Qwen3 Chat (On-Device LLM)
Qwen3-0.6B is a compact language model quantized to INT4 (318 MB) or INT8 (571 MB) for CoreML deployment. Runs on iPhone and Mac Neural Engine with streaming token generation. Designed for voice pipelines where an on-device LLM provides the "brain" between ASR and TTS.
Qwen3Chat integrates with the SpeechCore VoicePipeline as the LLM component in ASR → LLM → TTS chains. Thinking mode support allows the model to reason before responding.
Quick Start
import Qwen3Chat
let chat = try await Qwen3ChatModel.fromPretrained()
// Single response
let response = try chat.generate("What is Swift?", systemPrompt: "Answer briefly.")
print(response)
// Streaming tokens
let stream = chat.chatStream("Tell me a joke", systemPrompt: "Be funny.")

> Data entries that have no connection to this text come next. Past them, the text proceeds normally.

PR #31, opened 2024-04-09
Add Debug information when e2e Test run Fails

### LINKED ISSUE #30: Improve debug information when e2e test run fail
Now we have some debug information when the e2e test run fails, but we need to improve and add more information that can be helpful to detect earlier the failure.

Current debug information:

- Istio CR Yaml
- Pods in Istio CR namespace
- Logs from sail-operator pod
- Logs from istiod pod

We need to add more debugging information as:

- Operator Pod YAML
- OC describe
- More logs if possible

fjglira:
Fixes #30

### DIFF
--- a/tests/e2e/util/common/e2e_utils.go
+++ b/tests/e2e/util/common/e2e_utils.go
@@ -36,6 +36,8 @@ var (
 	deploymentName        = env.Get("DEPLOYMENT_NAME", "sail-operator")
 	controlPlaneNamespace = env.Get("CONTROL_PLANE_NS", "istio-system")
 	istioName             = env.Get("ISTIO_NAME", "default")
+	istioCniNamespace     = env.Get("ISTIOCNI_NAMESPACE", "istio-cni")
+	istioCniName          = env.Get("ISTIOCNI_NAME", "default")
 )
 
 // key returns the client.ObjectKey for the given name and namespace. If no namespace is provided, it returns a key cluster scoped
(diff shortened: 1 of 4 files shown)


tests/e2e/util/common/e2e_utils.go
```diff
@@ -90,28 +92,57 @@ func CheckNamespaceEmpty(ctx SpecContext, cl client.Client, ns string) {
...
+	operator, err := kubectl.GetYAML(namespace, "deployment", deploymentName)
 	if err != nil {
-		GinkgoWriter.Println("Error getting Istio CR: ", err)
+		GinkgoWriter.Println("Error getting operator deployment yaml: ", err)
 	}
-	GinkgoWriter.Println("Istio CR: \n", resource)
+	GinkgoWriter.Println("Operator deployment: \n", operator)
 
-	output, err := kubectl.GetPods(controlPlaneNamespace, "-o wide")
+	describe, err := kubectl.Describe(namespace, "deployment", deploymentName)
```
luksa, line 105: Why do we need both the YAML and the description? They both show the same information. I'd remove the description and leave just the YAML.

tests/e2e/util/kubectl/kubectl.go
```diff
@@ -141,6 +141,21 @@ func GetPods(ns string, args ...string) (string, error) {
...
+func Describe(ns, kind, name string) (string, error) {
+	cmd := kubectl("describe %s %s %s", kind, name, nsflag(ns))
+	output, err := shell.ExecuteCommand(cmd)
+	if err != nil {
+		return "", fmt.Errorf("error describing resource: %w, output: %s", err, output)
+	}
+
+	return output, nil
+}
+
```
luksa, line 158: This is now unused code, which we should probably remove.

tests/e2e/util/common/e2e_utils.go
```diff
@@ -90,7 +92,23 @@ func CheckNamespaceEmpty(ctx SpecContext, cl client.Client, ns string) {
 
 func LogDebugInfo() {
 	// General debugging information to help diagnose the failure
-	// TODO: Add more debugging information for others resources
+	// TODO: Add the creation of file with this information to be attached to the test report
+
```
nrfox, line 96: `kubectl events -n <namespace>` is also generally useful debug info as well.

fjglira: Thanks. I'll add it

luksa (approved):

PR #33, opened 2024-04-10
Add `operator-name` target

dgn:
This is an internal target that will help us to change the name of the operator in our downstream repository. We're already using the `OPERATOR_NAME` variable everywhere except the operator-sdk's `PROJECT` file, so this fills the gap.


jwendell (commented):
Not sure if it's related to this PR or not, but the PROJECT file contains many references to maistra. Is this in the scope of this PR as well?

jwendell (approved):
Putting a hold in case you want to address the maistra thing on this pr.

/hold

dgn:
I'll update those references in another PR

PR #36, opened 2024-04-11
Create namespace if it doesn't exist in README example

nrfox:
Updates the README example to create the namespace if it doesn't exist. Otherwise when you just run the example without creating the namespace first the reconciliation will fail.


luksa (approved):

jwendell:
Note that the README in the bundle directory is more complete and targets end users.

/ok-to-test

PR #60, opened 2024-04-18
e2e tests: skip deletion of operator namespace on OCP

dgn:
When removing the namespace, all related container image repositories are deleted from the internal registry, causing following tests to fail.

### DIFF
--- a/tests/e2e/controlplane/control_plane_test.go
+++ b/tests/e2e/controlplane/control_plane_test.go
@@ -274,6 +274,10 @@ spec:
 			To(Succeed(), "Operator failed to be deleted")
 		GinkgoWriter.Println("Operator uninstalled")
 
+		if ocp {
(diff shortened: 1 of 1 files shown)


luksa (approved):

tests/e2e/controlplane/control_plane_test.go
```diff
@@ -274,6 +274,10 @@ spec:
 			To(Succeed(), "Operator failed to be deleted")
 		GinkgoWriter.Println("Operator uninstalled")
 
+		if ocp {
+			Success("Skipping deletion of operator namespace to avoid removal of operator container image from internal registry")
```
fjglira, line 278: Here, we should use GinkgoWriter instead of Success because Success is intended only for logging successful steps. The idea is to clearly indicate to anyone reading the test—and not just the result—that Success is a success step in the test case, and should not be used for general information or debugging purposes.

PR #65, opened 2024-04-19
Ensure control plane is deployed immediately when the target namespace is created

luksa:


controllers/istiorevision/istiorevision_controller.go
```diff
@@ -433,11 +437,27 @@ func istiodDeploymentKey(rev *v1alpha1.IstioRevision) client.ObjectKey {
...
+		if rev.Spec.Namespace == ns.GetName() {
+			requests = append(requests, reconcile.Request{NamespacedName: types.NamespacedName{Name: rev.Name}})
+		}
+	}
+
+	// Check if the namespace references an IstioRevision in its labels
 	revision := getReferencedRevisionFromNamespace(ns.GetLabels())
 	if revision != "" {
-		return []reconcile.Request{{NamespacedName: types.NamespacedName{Name: revision}}}
+		requests = append(requests, reconcile.Request{NamespacedName: types.NamespacedName{Name: revision}})
```
jwendell, line 458: does it make sense to use a set instead of raw arrays? Is there any chance to get duplicated entries here? if yes, would that be a problem?

luksa: The queue handles duplicates.

jwendell (approved):

PR #112, opened 2024-05-07
Automate the bump of stable Istio releases

jwendell:
Modify the existing `update-istio.sh` script to also look for new stable versions and update `versions.yaml` if any is found.

This automates the inclusion of new patch releases (currently done in a nightly job), but does not remove anything. Removals should be manual.

Note that it only looks for new patch releases of *existing* versions in `versions.yaml` file. It does not look for a new *minor* version, only patch versions. New minor or major versions should still be added manually.

### DIFF
--- a/hack/update-istio.sh
+++ b/hack/update-istio.sh
@@ -19,37 +19,113 @@ set -euo pipefail
 SLEEP_TIME=10
 VERSIONS_YAML_FILE=${VERSIONS_YAML_FILE:-"versions.yaml"}
 
-COMMIT=$(yq '.versions[] | select(.name == "latest") | "git ls-remote --heads " + .repo + ".git " + .branch + " | cut -f 1"' "${VERSIONS_YAML_FILE}" | sh)
-CURRENT=$(yq '.versions[] | select(.name == "latest") | .commit' "${VERSIONS_YAML_FILE}")
+# Add a new entry in versions.yaml file.
+# First argument is the new version (e.g. 1.22.5)
+# Second argument is the old version (e.g. 1.22.4)
+#
+# The new entry will be placed immediately before the old one
+function add_stable_version() {
+    echo "Adding new stable version: ${1}"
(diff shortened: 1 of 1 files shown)


hack/update-istio.sh
```diff
@@ -19,37 +19,89 @@ set -euo pipefail
...
+    "https://istio-release.storage.googleapis.com/charts/base-${1}.tgz",
+    "https://istio-release.storage.googleapis.com/charts/istiod-${1}.tgz",
+    "https://istio-release.storage.googleapis.com/charts/gateway-${1}.tgz",
+    "https://istio-release.storage.googleapis.com/charts/cni-${1}.tgz",
+    "https://istio-release.storage.googleapis.com/charts/ztunnel-${1}.tgz"
+    ]
+}
+END
+    )
+    yq -i ".versions += ${template}" "${VERSIONS_YAML_FILE}"
```
luksa, line 40: This adds the version to the end of the list. Since the version order is important, this should add the version in the correct spot.

jwendell: hmmm, ok. Why does the order matter? What would be the correct order?

luksa: https://github.com/istio-ecosystem/sail-operator/blob/main/versions.yaml#L11

+ the order in versions.yaml is the order in which the versions appear in drop-downs and other lists.

fjglira: we need the version.yaml in order because we used in the e2e test and if we add a upgrade e2e test will be very useful also to have it in order. If not we will need to do some extra steps to order the versions before to start making the updates

dgn: maybe we can add a comment to versions.yaml that explains that/why correct order is necessary? or we explain it in a markdown file somewhere

jwendell: done

dgn (approved):
works like a charm, thank you!

PR #118, opened 2024-05-10
Actually force-delete resources after test

asmigala:


fjglira (approved):
lgtm, if fails later the deletion we will see the error from the Delete func

Issue #110, opened 2024-05-07
Upload helm chart package to releases


dgn:
Whenever we create a release, we'll also want to create a helm chart tarball that we can release e.g. here on GitHub releases

Acceptance Criteria:
* generate a Helm chart tarball when a new tag is created in the repository
* upload the Helm chart tarball to GitHub Releases
* tests:
  * verify that the chart installs correctly
  * chart linting

fjglira:
This can be done by adding a make target called `helm-package` that runs the helm package command pointing to the helm chart directory and then using some sort of automation to move the tar to the release section here in github. Can I assign this task to me @dgn ?

dgn:
sure thing!

fjglira:
@dgn check please this PR https://github.com/istio-ecosystem/sail-operator/pull/137, I'm only adding a new target to do the helm-package. I think the automatic release can be handled by creating a new GitHub action workflow that handles the creation of the version every time we create a new tag in the repository (We need to check the proper workflow). but I'm not sure if we can create actions in this repository and if I can start to make some test using those workflows

dgn:
I'm not sure that we should introduce a new CI mechanism- if possible I'd prefer us to stick with Istio Prow.

I approved your PR, I think the main task will be setting up the automation though

fjglira:
Yes, the main task will be the automation. Ok, I'll check if there is a way to do it using prow. I'll let you know

fjglira:
@dgn after some research yesterday we have two option here:
* Use a github workflow to create a action that monitors the tag creation and every time that we create a new tag a new release is created invoking the make target to generate the file and add the asset to the release
* The second option is more complex but is as upstream istio does: they have a script that invokes a code made specifically to create releases. 
     *  They have a bash script located in the istio repo that invokes `release-builder publish --release "${WORK_DIR}/out"`. That command goes to release builder repo and more information is here: https://github.dev/istio/release-builder/blob/c0969495c8a87f7562887f6b1cd70bb997398fe9/README.md#L65-L66.
     * They have an external script and process that builds everything. 
     
 For us will be more simple because we only need to publish initially the package in the release section and what we publish is the tar package from the helm charts

bmangoen:
> * tests:
>   
>   * verify that the chart installs correctly
>   * chart linting

[...]

PR #137, opened 2024-05-27
Create make target for helm package

fjglira:
This is part of this task: https://github.com/istio-ecosystem/sail-operator/issues/110

The idea is to have a make target to be able to create the package with all the charts of the operator and create later a job/automation to be able to automatically create the release is the release section of github


fjglira:
@dgn do we want to be able to set `--version` to set a custom version or do we prefer to take the version from the chart (By using the `helm package` command it will take by default the version from the chart)

dgn (approved):
lgtm

PR #144, opened 2024-05-30
Move user documentation into separate file

dgn:


sridhargaddam (approved):

jwendell (commented):
Why not the other way around? Main README targets end users, CONTRIBUTING.md or DEVELOPERS.md targeting developers? It makes more sense to me.

PR #152, opened 2024-05-31
Return to updating istio and client-go

jwendell:
We are no longer blocked by cachito.


tools/update_deps.sh
```diff
@@ -33,8 +33,8 @@ make update-common
 
 # Update go dependencies (skipped until cachito supports 1.22, see https://issues.redhat.com/browse/OSSM-5988)
```
dgn, line 34: I guess we can update that comment

jwendell: 🤦

dgn (approved):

for try await token in stream {
print(token, terminator: "")
}
Architecture
Qwen3Chat uses a dual-model architecture optimized for CoreML: a prefill model for batch prompt processing (throughput-optimized) and a decode model for single-token generation (latency-optimized). KV cache with prompt caching preserves the system prompt across turns. Sampling is configurable with temperature, top-k, top-p, and repetition penalty.
Model I/O
| Direction | Name | Shape | Description |
|---|---|---|---|
| Input | input_ids | [1, seq_len] | Token IDs (Int32) |
| Input | attention_mask | [1, seq_len] | Attention mask (Int32) |
| Input | kv_cache | per-layer | Key-value cache state |
| Output | logits | [1, 1, 151936] | Next-token logits (Float16) |
| Output | kv_cache_out | per-layer | Updated KV cache |
Model Variants
| Variant | Quantization | Size | Compute | HuggingFace |
|---|---|---|---|---|
| Qwen3-0.6B Chat | INT4 | 318 MB | Neural Engine | aufklarer/Qwen3-0.6B-Chat-CoreML |
| Qwen3-0.6B Chat | INT8 | 571 MB | Neural Engine | aufklarer/Qwen3-0.6B-Chat-CoreML |
Sampling Configuration
let config = ChatSamplingConfig(
temperature: 0.7,
topK: 40,
topP: 0.9,
maxTokens: 128,
repetitionPenalty: 1.1,
disableThinking: false,
maxThinkingTokens: 50
)
let response = try chat.generate("Explain gravity", sampling: config)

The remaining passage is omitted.